My understanding is that the rolling ball and the "pick up" items both have Rigidbodies. In the example tutorial, we write an OnTriggerEnter function for the Player Ball, so that game object (the pick ups) are set to be inactive on impact.
I started by pasting your initial code into this same script, above the OnTriggerEnter function - my intention was that before the pick-up would be deactivated, it would send the ball flying across the screen. It created an error with the OnTriggerEnter function, and told me I needed to update my Visual Studio. So, I did. Now, the code is default opening in XCode and not giving me the same debugging interface, so I'm a bit lost.
I hate to be so helpless, but can you help redirect me a bit?
Well, I reinstalled Unity with the older version of Visual Studio and it seems to work again. Is this a known issue, though?
I'd still like to get a little more clear on where to add the OnCollisionEnter code, since it doesn't seem to go where I thought it might.
I use VS 2017 Community with the latest version of Unity. Have you tried going to Edit -> Preferences. In one of the sections there is a dropdown list for selecting which program to use for scripting. If visual studio isn't listed you can add visual studio to it. You'll want to select the path to the dev.exe application. It'll be somewhere like Program Files -> Visual Studio 2017 -> then possibly one two more folders in until you find dev.exe.
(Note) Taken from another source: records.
Issue #8018, opened 2022-12-11
[Feature] CAM: Implement G84 Canned Tapping Cycle


luvtofish:
### Is there an existing request for this?

- [X] I have searched the existing requests

### Forums discussion

https://forum.freecadweb.org/viewtopic.php?f=15&t=74171

### Subproject(s) affected?

Path

### Idea description

Tapping on a CNC is every bit as crucial as the drilling cycles. Rigid tapping aside, just having the ability to perform a rudimentary G84 canned cycle with a floating tap holder tool would close a huge functionality gap in Path.

Needed functionality would include: 

- ability to enter tap size (eg. 1/4-20, M6-1, etc)
- user inputted spindle speed (coupled with tap size, used to calculate feed rate in/pm & mm/pm)
- Z depth
- R Plane (safeHeight) and optional O plane (clearanceHeight) for clearing obstacles
- optional dwell entry in seconds.
- define G84/G80/ and optional dwell code, and all xyz movements. 

Required spindle stop / reverse function is handled by the control and is triggered by the G84 call. 

### Anything else?

typical GCODE example:
![image](https://user-images.githubusercontent.com/20867664/206919686-2d681f82-96b9-4839-b60f-49f86dd395ed.png)

### Code of Conduct

- [X] I agree to follow this project's Code of Conduct

sliptonic:
Thanks for the feature request.  A couple of thoughts about this off the top of my head:

A user would create a tap tool using the toolbit system.  We don't have a standard tap tool shape but the toolbit system will support everything needed to create one.  This is pretty simple and is a good milestone task.

Spindle speed is declared in the tool controller so nothing should be needed there.  Calculating the feed rate is also an independent unit of work from the tapping operation. I would consider it out of scope for this feature.

The R plane and O plane should be derived from the safe height and clearance height properties common to all operations.  Some logic to derive it may be necessary but we should not need to add any properties to the operation.

That means most of what's required is already done.   A tapping operation should work on essentially the same kind of geometry as a drilling operation.  So we can copy src/Mod/Path/Path/Op/Drilling.py and use it as the starting point.  

[...]

Issue #5714, opened 2022-02-07
Path: Add Tapping tool


FreeCAD-Bug-Importer:
Issue imported from https://tracker.freecad.org/view.php?id=3099

* **Reporter:** Konstantin
* **Date submitted:** 6/24/2017
* **FreeCAD version:** 0.18
* **Category:** Feature
* **Status:** acknowledged
* **Tags:** 

# Original report text

I want Tapping tool.

* I see an ability to add a tap in Tool Table, but there's no Pitch option.
* There's a few comands for rigid tapping:

* Tapping cycle (mostly G84)
* Counter tapping cycle (on some machines G84 with M4, on my Fanuc G74, maybe others commands used to, not sure)
* Peck tapping (on some controllers only need to add Q depth to G84, on some used different command)
* Counter peck tapping (same as previous)

* On some controllers F is a pitch of a tap, on some it must be set as S*pitch. So, there must be an option for that in Postprocessor.

# Other bug information

* **Priority:** normal
* **Severity:** feature
* **Category:** Feature
* **Updated:** 2/6/2021

# Discussion from Mantis ticket

### Comment by Kunda1 2017-06-28 21:45
Changed to 'Feature'

---

### Comment by @luzpaz 2017-07-22 09:57
Related forum thread: https://forum.freecadweb.org/viewtopic.php?f=15&t=23127&start=10#p183405

---

### Comment by @sliptonic 2017-11-28 00:36
feature moving to 0.18 version target

---

### Comment by @luzpaz 2019-01-23 00:51
bumped to 0.19

---

### Comment by @sliptonic 2021-02-03 18:47
bumped to 0.20.  

This has gotten some discussion on the gitter channel in recent weeks. The operation itself shouldn't be too difficult since much of it can build on the circularhole base classes.  

The more interesting items will be whether it can detect threading information from the geometry and whether it can use toolbit attributes to ensure a proper tool is selected.

luzpaz:
@luvtofish does #8069 impact this ticket ?

luvtofish:
8069 will take care of that ticket, yes.

sliptonic:
Toolbit functionality allows creation of tapping tools.  Threadmill operation is also new since this was created.

PR #8069, opened 2022-12-21
Path: Add G84/G74 Tapping Operation 

luvtofish:

---


freecadci:
<a href="https://gitlab.com/freecad/FreeCAD-CI/-/commits/PR_8069">pipeline status</a> for feature branch [PR_8069](https://gitlab.com/freecad/FreeCAD-CI/-/commits/PR_8069). Pipeline [728431989](https://gitlab.com/freecad/FreeCAD-CI/-/pipelines/728431989) was triggered at [3fafa7d](https://github.com/FreeCAD/FreeCAD/pull/8069/commits/3fafa7d70c378f126d8dc9cac7cc5f7236f84ed2). All CI [branches](https://gitlab.com/freecad/FreeCAD-CI/-/branches/all) and [pipelines](https://gitlab.com/freecad/FreeCAD-CI/-/pipelines?scope=branches).

freecadci:
<a href="https://gitlab.com/freecad/FreeCAD-CI/-/commits/PR_8069">pipeline status</a> for feature branch [PR_8069](https://gitlab.com/freecad/FreeCAD-CI/-/commits/PR_8069). Pipeline [728970388](https://gitlab.com/freecad/FreeCAD-CI/-/pipelines/728970388) was triggered at [87b2116](https://github.com/FreeCAD/FreeCAD/pull/8069/commits/87b21163667a30a81883c285ce61c2070ad460db). All CI [branches](https://gitlab.com/freecad/FreeCAD-CI/-/branches/all) and [pipelines](https://gitlab.com/freecad/FreeCAD-CI/-/pipelines?scope=branches).

freecadci:
<a href="https://gitlab.com/freecad/FreeCAD-CI/-/commits/PR_8069">pipeline status</a> for feature branch [PR_8069](https://gitlab.com/freecad/FreeCAD-CI/-/commits/PR_8069). Pipeline [733120296](https://gitlab.com/freecad/FreeCAD-CI/-/pipelines/733120296) was triggered at [c54320e](https://github.com/FreeCAD/FreeCAD/pull/8069/commits/c54320e82772b7520b342f7ae2998269dfad6c7a). All CI [branches](https://gitlab.com/freecad/FreeCAD-CI/-/branches/all) and [pipelines](https://gitlab.com/freecad/FreeCAD-CI/-/pipelines?scope=branches).

freecadci:
<a href="https://gitlab.com/freecad/FreeCAD-CI/-/commits/PR_8069">pipeline status</a> for feature branch [PR_8069](https://gitlab.com/freecad/FreeCAD-CI/-/commits/PR_8069). Pipeline [733640333](https://gitlab.com/freecad/FreeCAD-CI/-/pipelines/733640333) was triggered at [2c6925c](https://github.com/FreeCAD/FreeCAD/pull/8069/commits/2c6925c3ede2714d790357da6dca783a9d8288a9). All CI [branches](https://gitlab.com/freecad/FreeCAD-CI/-/branches/all) and [pipelines](https://gitlab.com/freecad/FreeCAD-CI/-/pipelines?scope=branches).

luvtofish:
@sliptonic I’m at a point where I need to enter signals/slots for 3 new widgets on the tapping gui. They are:

Thread Type - combo box with “right hand”, “left hand” items
Feed rate - QLineEdit field with input mask limiting input.
RPM - QlineEdit field with input mask limiting input.

I’m struggling with where / how to update the defined tapping tool controller spindle speed, vertical feed, and spindle direction properties. Any insight you can provide would be much appreciated. TIA. 

Dan

ondsel-brad:
Actually, I don't think you need any of them in the operation.
The thread type should be an attribute of the tap.  The operation can query the assocated toolcontroller/tool to see what it's thread type is.

Same thing with the Feed Rate and spindle speed.  Those are already defined on the TC.

Otherwise, this is looking great.  

Please put the tapping icon together with drilling the way vcarve/deburr/engrave work.   I'm very protective of the toolbar and screen real estate.

sliptonic:
Actually, I don't think you need any of them in the operation.
The thread type should be an attribute of the tap.  The operation can query the assocated toolcontroller/tool to see what it's thread type is.

Same thing with the Feed Rate and spindle speed.  Those are already defined on the TC.

Otherwise, this is looking great.  

Please put the tapping icon together with drilling the way vcarve/deburr/engrave work.   I'm very protective of the toolbar and screen real estate.

luvtofish:
Thanks for the kind words. I’m going to rework the icon a bit to make it
emphasize the threads better. As suggested, I’ll work on moving it to the
drill icon as a drop down.

I’d like to make the spindle speed and feed at least visible on the tapping
operation. They could be made readonly and pulled from the TC. Those two
items are so integral to the tapping motion. A bad calculation here equals
a broken tap and the potential for a scrapped part. I’m concerned the
endusers will miss the criticality of this.

sliptonic:
> I’d like to make the spindle speed and feed at least visible on the tapping operation. They could be made readonly and pulled from the TC. Those two items are so integral to the tapping motion. A bad calculation here equals a broken tap and the potential for a scrapped part. I’m concerned the endusers will miss the criticality of this.

Understood.  But resist the temptation to solve a problem you don't yet have.
If you feel strongly that the user needs to see this information while editing the operation, Then display it in a label. If you put it into a read-only control, the user will invariably ask to be able to change it here as well, rather than going 'all the way' to the TC.  That will lead to more coupling and poor separation of concerns.

Under no conditions should the operation have duplicate properties or store the same information again.

luvtofish:
Okay this all makes sense. And as I think about it, none of the other
operations do this. I think I might be trying to solve a problem that
doesn’t yet exist.

freecadci:
<a href="https://gitlab.com/freecad/FreeCAD-CI/-/commits/PR_8069">pipeline status</a> for feature branch [PR_8069](https://gitlab.com/freecad/FreeCAD-CI/-/commits/PR_8069). Pipeline [737197126](https://gitlab.com/freecad/FreeCAD-CI/-/pipelines/737197126) was triggered at [8e9cc4c](https://github.com/FreeCAD/FreeCAD/pull/8069/commits/8e9cc4c0a028fc5e20b387e8b08bdc46942ab672). All CI [branches](https://gitlab.com/freecad/FreeCAD-CI/-/branches/all) and [pipelines](https://gitlab.com/freecad/FreeCAD-CI/-/pipelines?scope=branches).

freecadci:
<a href="https://gitlab.com/freecad/FreeCAD-CI/-/commits/PR_8069">pipeline status</a> for feature branch [PR_8069](https://gitlab.com/freecad/FreeCAD-CI/-/commits/PR_8069). Pipeline [737443625](https://gitlab.com/freecad/FreeCAD-CI/-/pipelines/737443625) was triggered at [c9cb670](https://github.com/FreeCAD/FreeCAD/pull/8069/commits/c9cb670a441ce741eb25f0f961b8f8994e963d81). All CI [branches](https://gitlab.com/freecad/FreeCAD-CI/-/branches/all) and [pipelines](https://gitlab.com/freecad/FreeCAD-CI/-/pipelines?scope=branches).

freecadci:
<a href="https://gitlab.com/freecad/FreeCAD-CI/-/commits/PR_8069">pipeline status</a> for feature branch [PR_8069](https://gitlab.com/freecad/FreeCAD-CI/-/commits/PR_8069). Pipeline [738515415](https://gitlab.com/freecad/FreeCAD-CI/-/pipelines/738515415) was triggered at [b45caeb](https://github.com/FreeCAD/FreeCAD/pull/8069/commits/b45caebd37964cb3a5e4b93826c5e4ff8fd8990e). All CI [branches](https://gitlab.com/freecad/FreeCAD-CI/-/branches/all) and [pipelines](https://gitlab.com/freecad/FreeCAD-CI/-/pipelines?scope=branches).

luvtofish:
@sliptonic — I’ve removed the entries for rpm, thread type and feed rate from the tapping panel as suggested. I’ve created an enumeration attribute on the tap shape file which provides the ability to set the thread type to Right Hand” or “Left Hand” with RH being the default. I now need to be able to check this setting and issue either a G74 or G84 cmd via the tapping.py generate function. I’m scratching my head trying to figure out how to check this attribute in the generate function of tapping.py.  I’ll place a conditional statement which will append the correct G-Code depending on the value contained in this attribute. Thoughts?

sliptonic:
Awesome.  I'll look closer at it tonight.  Getting the attribute should be straightforward.
It will appear like any other property.  If you get a reference to the tool controller, you could do something like
`
>>> tc.Name
'TC__mytap'
>>> print(tc.Tool.Rotation)
Right Hand
>>> 
`

luvtofish:
@sliptonic, I found a way to grab the value contained in the tool bit "rotation" attribute. This code works, though there is likely a more elegant way of accomplishing the same result.

To the tapping.py generator I added the following items:

import FreeCAD

 # Determine if tapping tool is RH or LH via roation attribute. 
    handed = FreeCAD.ActiveDocument.Tapping.ToolController.Tool.Rotation
    if handed == "Left Hand":
        cmd = "G74"
    else:
        cmd = "G84"

freecadci:
<a href="https://gitlab.com/freecad/FreeCAD-CI/-/commits/PR_8069">pipeline status</a> for feature branch [PR_8069](https://gitlab.com/freecad/FreeCAD-CI/-/commits/PR_8069). Pipeline [739570110](https://gitlab.com/freecad/FreeCAD-CI/-/pipelines/739570110) was triggered at [068df48](https://github.com/FreeCAD/FreeCAD/pull/8069/commits/068df48acfbac49d383f9d3b91a6d4715b95387c). All CI [branches](https://gitlab.com/freecad/FreeCAD-CI/-/branches/all) and [pipelines](https://gitlab.com/freecad/FreeCAD-CI/-/pipelines?scope=branches).

sliptonic:
Nope.  Don't want to do this.  The generator shouldn't know anything about the upstream tools/controllers.  Have the operation, query the TC/tool and get the handedness and pass it into the generator as an argument.

luvtofish:
I thought that may be the case. Okay, i’ll keep testing ideas. Thanks.

freecadci:
<a href="https://gitlab.com/freecad/FreeCAD-CI/-/commits/PR_8069">pipeline status</a> for feature branch [PR_8069](https://gitlab.com/freecad/FreeCAD-CI/-/commits/PR_8069). Pipeline [739590263](https://gitlab.com/freecad/FreeCAD-CI/-/pipelines/739590263) was triggered at [9b69e52](https://github.com/FreeCAD/FreeCAD/pull/8069/commits/9b69e52c0ebe35787e6f2ad25af40137442f6133). All CI [branches](https://gitlab.com/freecad/FreeCAD-CI/-/branches/all) and [pipelines](https://gitlab.com/freecad/FreeCAD-CI/-/pipelines?scope=branches).

sliptonic:
> I thought that may be the case. Okay, i’ll keep testing ideas. Thanks.
This should be really easy.  You have a reference to the TC in the operation.  I'd make an optional argument to the generator like righthand=True.  This way, if the argument isn't passed, it's assumed to be 'True'.

Then in the operation, I'd determine the value like this:
`
rh = getattr(obj.Tool, "Rotation", "Right Hand") == "Right Hand"
`
This attempts to get the attribute from the tool.  If it isn't present, it's assumed to be "Right Hand".  Then it's compared to get a boolean.  This way,  rh should always be a boolean and should only be False if the tool contains the attribute and the value is  not "Right Hand"

luvtofish:
> rh = getattr(obj.Tool, "Rotation", "Right Hand") == "Right Hand"

You are some kind of special 👍
I was struggling with getting a handle on the tool object within the tapping.py generator. The answer all along was to grab it from the tapping.py operation and pass it along through the generate call.  I've coded this and and compiling now to for testing. Thanks you sir!

freecadci:
<a href="https://gitlab.com/freecad/FreeCAD-CI/-/commits/PR_8069">pipeline status</a> for feature branch [PR_8069](https://gitlab.com/freecad/FreeCAD-CI/-/commits/PR_8069). Pipeline [739657170](https://gitlab.com/freecad/FreeCAD-CI/-/pipelines/739657170) was triggered at [00633b8](https://github.com/FreeCAD/FreeCAD/pull/8069/commits/00633b8fcffdbab22519df1c1e9730c21e841d3c). All CI [branches](https://gitlab.com/freecad/FreeCAD-CI/-/branches/all) and [pipelines](https://gitlab.com/freecad/FreeCAD-CI/-/pipelines?scope=branches).

luvtofish:
I needed to add in obj.ToolController.Tool to the getattr function -- it was not finding "obj.Tool". This is working now, updates have been pushed up. @sliptonic thank you for the guidance.  I still need to perform some cleanup before it's ready for review. 

Also -- the addition of the "G74" code presents a problem with the newly merged dynapath_4060_post. Since the Dynapath control doesn't use G74 (G84 only for either direction), I'll need to create a new PR for that post processor to add a simple change so that it only uses G84.

freecadci:
<a href="https://gitlab.com/freecad/FreeCAD-CI/-/commits/PR_8069">pipeline status</a> for feature branch [PR_8069](https://gitlab.com/freecad/FreeCAD-CI/-/commits/PR_8069). Pipeline [739667425](https://gitlab.com/freecad/FreeCAD-CI/-/pipelines/739667425) was triggered at [3e823db](https://github.com/FreeCAD/FreeCAD/pull/8069/commits/3e823db990c8843a3d052a99f481013e2ec7dd5d). All CI [branches](https://gitlab.com/freecad/FreeCAD-CI/-/branches/all) and [pipelines](https://gitlab.com/freecad/FreeCAD-CI/-/pipelines?scope=branches).

sliptonic:
It's looking pretty good.  Do your cleanup and remove the draft status from the PR so it starts running tests.

Also, pick a better name for the handedness boolean.   Maybe isRightHanded or something.  

run Black() to format everything.

luvtofish:
Will do. Was wondering if I should add a test condition for left hand tap
with wrong spindle rotation or the inverse?

sliptonic:
> Will do. Was wondering if I should add a test condition for left hand tap with wrong spindle rotation or the inverse?


Yep.  Good idea

freecadci:
<a href="https://gitlab.com/freecad/FreeCAD-CI/-/commits/PR_8069">pipeline status</a> for feature branch [PR_8069](https://gitlab.com/freecad/FreeCAD-CI/-/commits/PR_8069). Pipeline [741117471](https://gitlab.com/freecad/FreeCAD-CI/-/pipelines/741117471) was triggered at [b5664ef](https://github.com/FreeCAD/FreeCAD/pull/8069/commits/b5664efd2482f977dcaf54c0075353c3a3cb6825). All CI [branches](https://gitlab.com/freecad/FreeCAD-CI/-/branches/all) and [pipelines](https://gitlab.com/freecad/FreeCAD-CI/-/pipelines?scope=branches).

freecadci:
<a href="https://gitlab.com/freecad/FreeCAD-CI/-/commits/PR_8069">pipeline status</a> for feature branch [PR_8069](https://gitlab.com/freecad/FreeCAD-CI/-/commits/PR_8069). Pipeline [741152826](https://gitlab.com/freecad/FreeCAD-CI/-/pipelines/741152826) was triggered at [a3eefa7](https://github.com/FreeCAD/FreeCAD/pull/8069/commits/a3eefa7ede924b940c35ef017f9e989f03d7f2ff). All CI [branches](https://gitlab.com/freecad/FreeCAD-CI/-/branches/all) and [pipelines](https://gitlab.com/freecad/FreeCAD-CI/-/pipelines?scope=branches).

luzpaz:
Note: @sliptonic, upon merge of this PR, the following ticket #8018 and #5714 should be closed. TIA

freecadci:
<a href="https://gitlab.com/freecad/FreeCAD-CI/-/commits/PR_8069">pipeline status</a> for feature branch [PR_8069](https://gitlab.com/freecad/FreeCAD-CI/-/commits/PR_8069). Pipeline [741176607](https://gitlab.com/freecad/FreeCAD-CI/-/pipelines/741176607) was triggered at [c51ad66](https://github.com/FreeCAD/FreeCAD/pull/8069/commits/c51ad6612d44bd5cdb9a5a40cdd3e1ada95137a6). All CI [branches](https://gitlab.com/freecad/FreeCAD-CI/-/branches/all) and [pipelines](https://gitlab.com/freecad/FreeCAD-CI/-/pipelines?scope=branches).

freecadci:
<a href="https://gitlab.com/freecad/FreeCAD-CI/-/commits/PR_8069">pipeline status</a> for feature branch [PR_8069](https://gitlab.com/freecad/FreeCAD-CI/-/commits/PR_8069). Pipeline [743548182](https://gitlab.com/freecad/FreeCAD-CI/-/pipelines/743548182) was triggered at [6384eff](https://github.com/FreeCAD/FreeCAD/pull/8069/commits/6384eff2b1c7347f5739880aa464f6429ff8f84b). All CI [branches](https://gitlab.com/freecad/FreeCAD-CI/-/branches/all) and [pipelines](https://gitlab.com/freecad/FreeCAD-CI/-/pipelines?scope=branches).

freecadci:
<a href="https://gitlab.com/freecad/FreeCAD-CI/-/commits/PR_8069">pipeline status</a> for feature branch [PR_8069](https://gitlab.com/freecad/FreeCAD-CI/-/commits/PR_8069). Pipeline [743572101](https://gitlab.com/freecad/FreeCAD-CI/-/pipelines/743572101) was triggered at [5d28f9a](https://github.com/FreeCAD/FreeCAD/pull/8069/commits/5d28f9add52f1afc4c8df71861950476ca418f86). All CI [branches](https://gitlab.com/freecad/FreeCAD-CI/-/branches/all) and [pipelines](https://gitlab.com/freecad/FreeCAD-CI/-/pipelines?scope=branches).

luvtofish:
> The current iteration of the generator takes both a spindle direction and a 'handedness' of the tool. What's the use case where they differ? When would you use a lefthanded tap but turn the spindle clockwise, for example? Or is this just for catching bad configurations?

It’s for catching a bad configuration and reporting a valueError in the Report View window. It doesn’t prevent the user from proceeding, just warns them of a mismatch.

sliptonic:
> It’s for catching a bad configuration and reporting a valueError in the Report View window. It doesn’t prevent the user from proceeding, just warns them of a mismatch.

Hm.  I like the idea of catching the misconfiguration but I'm not sure it belongs in the tapping generator to do it. There's at least three places it might make more sense.   

First would be the operation itself.  The op knows what TC is selected and it is where most of the op-specific logic lives. 

I suppose someone could make the argument that it belongs in the TC itself. After all, the TC checks if the tool should allow power.
https://github.com/FreeCAD/FreeCAD/blob/master/src/Mod/Path/Path/Tool/Controller.py#L269-L276

The toolchange generator actually acts on that test.  expanding it to test for 'handedness' is possible but it seems like we're going down a slippery slope.  
https://github.com/FreeCAD/FreeCAD/blob/master/src/Mod/Path/Path/Base/Generator/toolchange.py#L47-L63

I would suggest that it's the operation's job to check if the tool is appropriate to the task and throw an error if it isn't. It should never call the generator with an inappropriate set of arguments.

luvtofish:
Okay I’ll poke around some more and see what I can come up with.  Ty

freecadci:
<a href="https://gitlab.com/freecad/FreeCAD-CI/-/commits/PR_8069">pipeline status</a> for feature branch [PR_8069](https://gitlab.com/freecad/FreeCAD-CI/-/commits/PR_8069). Pipeline [744993223](https://gitlab.com/freecad/FreeCAD-CI/-/pipelines/744993223) was triggered at [7bbc1c5](https://github.com/FreeCAD/FreeCAD/pull/8069/commits/7bbc1c5b646f0d5e7f9c9befb5b0e5037a21de00). All CI [branches](https://gitlab.com/freecad/FreeCAD-CI/-/branches/all) and [pipelines](https://gitlab.com/freecad/FreeCAD-CI/-/pipelines?scope=branches).

luvtofish:
I would argue it belongs with the tool controller operation. The logic fits here since this is where the spindle direction is being set based on the value in SpindleDir. 

The timing of the error occurs while making changes to the tool controller. This context is perfect for corrective action by the user. 

See latest update. Thanks

luvtofish:
This is all well and good however, the need to understand the handedness of
the tool is a critical detail needed to formulate the correct tapping cycle
(G74/G84). I assume this places a HOLD on this PR until the other is fully
developed and threshed out?

sliptonic:
Not at all.  In fact I'd like to push forward with this.  The tapping generator should take an argument for either handedness or spindle direction (not both) and generate the correct tapping cycle.  
The op should get that from the TC spindle direction.  The op could (maybe should) check that the selected tool is, in fact, a tap but shouldn't worry about whether the selected direction matches the tool.  That part is the abstracted stuff which we can push off to a later PR.

luvtofish:
Okay I’m tracking now.  I’ll remove the mismatch Catch update provided in
the last push since this needs to be part of a larger discussion. We have
the handedness being passed to the generator now and is working for setting
the correct gcode.

I haven’t added anything to test for a tap. I did think about this and
wondered how quickly it would break due to the creation of a user defined
tapping tool.

sliptonic:
We do similar kinds of tests for other tools.  I think v-carve checks for a v-bit. 
You could do it in a general way.  Since the operation and generator need attributes in the tapping tool, you could insist that the tool be of that type.   Alternatively, you could check for specific attributes of the tool like thread pitch.  That would be more flexible for user-defined tools. But what's the real use case for that?  Why would a user need to create a new tapping tool vs using the existing one?  

Don't overthink it.  It's just code. We're smart guys. We can fix it if it breaks.

luvtofish:
I was going down a similar thought pattern. I was thinking an attribute could be added to the tap shape which could then be checked against to confirm tool type. The only unique item currently with the tap shape is “Rotation” which is not really unique to tapping as it could apply for any tool shape.  A “pitch” attribute would certainly work but of course would only be informational since we don’t currently compute the feed rate for tapping. 

I’ll add a “pitch” attribute and test if you agree this is a good approach. Thanks

sliptonic:
It should be impossible to create a tapping operation with a drillbit TC or an endmill TC.  The tapping operation should check to see if you're using a tap tool.   That alone is probably enough for now.

I'm not an expert on tapping but it seems like there are exactly two criteria that the user cares about.  Two things that make a tap a 'tap';  The diameter and the thread pitch.  Yes, there are others like shank, flutes, etc. but these are the two critical ones.

**Thread Pitch**
The thread pitch should absolutely be included.  This attribute needs to be defined in freecad units and represented in user units so that the display follows the unit schema.  Take a look at how the other attributes work.  
I can imagine that In the future,  someone might want to improve the tap toolshape so that it renders accurate 'threads' in the solid model.  They would need the thread pitch to do it.

Moreover,  the thread pitch can be compared to the feed rate and spindle speed for a sanity check on rigid tapping. 

**Diameter**
I guess this is the major diameter?  1/4"  for a 1/4x20 tap or a 6mm for an M6x1.  This should be (and is) the diameter attribute in the sketch.

Looking forward (No need to act on any of this.  Let's get a first cut of the tapping operation done and merged.  But this is stuff to  think about):

The thing we don't know and can't predict is how the users will prefer to model tapped holes.  
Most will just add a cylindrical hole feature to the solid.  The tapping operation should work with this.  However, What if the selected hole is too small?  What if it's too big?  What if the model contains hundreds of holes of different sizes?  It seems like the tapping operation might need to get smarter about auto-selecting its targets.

It seems like the full version of 7.51 causes some sort of installation error and basically leaves VS in some kind of limbo where you're unable to access it, unless you just reinstall the whole thing. Unity works fine with the in-package VS, though.
If the collider of the pickup has IsTrigger set to true, then you would need to use the OnTriggerEnter method ins$$anonymous$$d, you can just rename that method and change the input parameter Collision to Collider and how it's used accordingly. Also the code i gave was just an example of what you might want to do on the collision/trigger. The ball should be shot towards the transform target. I probably should have put a null check in there too.